Quickstart with dbt Mesh

dbt Cloud

Quickstart

Intermediate

1 Introduction
2 Prerequisites
3 Create and configure two projects
4 Set up a foundational project
5 Define a public model and run first job
6 Reference a public model in your downstream project
7 Add model versions and contracts
8 Add a dbt Cloud job in the downstream project
9 View deprecation warning
10 View lineage with dbt Explorer
11 What's next

Introduction

Mesh is a framework that helps organizations scale their teams and data assets effectively. It promotes governance best practices and breaks large projects into manageable sections — for faster data development. Mesh is available for dbt Cloud Enterprise accounts.

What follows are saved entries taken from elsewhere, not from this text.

PR #1270, opened 2023-08-14
ci: optimize workflow for general development PRs

### LINKED ISSUE #1252: Optimize CI workflow for general development PRs
I have some thoughts for adjustments to general development PRs; generally, the CI workflow for a development PR would be as follows:

_First group_
- set-env-vars
- docs-tests
- Cargo.toml check
- `cargo fmt --check` on the workspace

_Second group_
- `cargo clippy --locked --no-default-features` on the workspace
- `cargo clippy --locked --all-targets --all-features` on the workspace
- Unit tests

This guide will teach you how to set up a multi-project design using foundational concepts of Mesh and how to implement a data mesh in dbt Cloud:

Set up a foundational project called “Jaffle | Data Analytics”
Set up a downstream project called “Jaffle | Finance”
Add model access, versions, and contracts
Set up a dbt Cloud job that is triggered on completion of an upstream job

For more information on why data mesh is important, read this post: What is data mesh? The definition and importance of data mesh.

Videos for you

You can check out dbt Fundamentals for free if you're interested in course learning with videos.

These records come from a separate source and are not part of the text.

PR #1275, opened 2023-08-16
fix: block height conversion

lostman:
### Description

`block_height` is now `u32`. Attempting to get `BigDecimal` results in a silent error, and `last_block_height_for_indexer` always returns `1`. This PR fixes it. 

### Testing steps

Run `forc-index`:
```
cargo run -p fuel-indexer -- run --run-migrations --fuel-node-host beta-4.fuel.network --fuel-node-port 80 --replace-indexer --manifest examples/hello-world/hello-indexer/hello_indexer.manifest.yaml 
```
And restart:
```
cargo run -p fuel-indexer -- run --run-migrations --fuel-node-host beta-4.fuel.network --fuel-node-port 80
```

On `develop,` `hello_indexer` starts from `1`. With this fix, it resumes where it left off.

### Changelog

* fix `block_height` conversion: from `BigDecimal` to `i32`.

### DIFF
--- a/packages/fuel-indexer/src/service.rs
+++ b/packages/fuel-indexer/src/service.rs
@@ -357,7 +357,7 @@ async fn create_service_task(
 }
 
 /// Determine the starting block for this indexer.
-async fn get_start_block(
+pub async fn get_start_block(
     conn: &mut IndexerConnection,
     manifest: &Manifest,
 ) -> Result<u32, IndexerError> {
--- a/packages/fuel-indexer-database/postgres/src/lib.rs
+++ b/packages/fuel-indexer-database/postgres/src/lib.rs
@@ -6,7 +6,7 @@ use fuel_indexer_lib::utils::sha256_digest;
 use sqlx::{
     pool::PoolConnection,
     postgres::PgRow,
-    types::{BigDecimal, JsonValue},
+    types::JsonValue,
     Postgres, Row,
 };
 use std::str::FromStr;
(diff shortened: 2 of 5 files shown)


ra0x3:
@lostman 
- Thanks for finding this 🙏🏽 
- Just an FYI that this (and all PRs going forward) needs a test. 
  - cc @deekerno on this ☝🏽 
- Really tired of seeing the same functionality break over and over.

ra0x3:
Additionally, I think I also see another bug related to start block. Give me a few mins while I try to confirm

ra0x3 (approved):

packages/fuel-indexer/src/service.rs
```diff
@@ -357,7 +357,7 @@ async fn create_service_task(
 }
 
 /// Determine the starting block for this indexer.
-async fn get_start_block(
+pub async fn get_start_block(
```
deekerno, line 360: Does this need to be public? I know we're using it in the test, but if we're only using it in one place, I'd rather just use `queries::last_block_height_for_indexer` and assert the value.

deekerno (approved):
LGTM! Left one question.

packages/fuel-indexer/src/service.rs
ra0x3: @deekerno I saw you ✅ so I merged. We can address this later if you want (I agree we should only make things `pub` if necessary)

You can also watch the YouTube video on dbt and Snowflake.

Back Next

Prerequisites

To leverage Mesh, you need the following:

You must have a dbt Cloud Enterprise account Enterprise
You have access to a cloud data platform, permissions to load the sample data tables, and dbt Cloud permissions to create new projects.
This guide uses the Jaffle Shop sample data, including customers, orders, and payments tables. Follow the provided instructions to load this data into your respective data platform:

This guide assumes you have experience with or fundamental knowledge of dbt. Take the dbt Fundamentals course first if you are brand new to dbt.

Back Next

Create and configure two projects

In this section, you'll create two new, empty projects in dbt Cloud to serve as your foundational and downstream projects:

Foundational projects (or upstream projects) typically contain core models and datasets that serve as the base for further analysis and reporting.
Downstream projects build on these foundations, often adding more specific transformations or business logic for dedicated teams or purposes.

For example, the always-enterprising and fictional account "Jaffle Labs" will create two projects for their data analytics and finance team: Jaffle | Data Analytics and Jaffle | Finance.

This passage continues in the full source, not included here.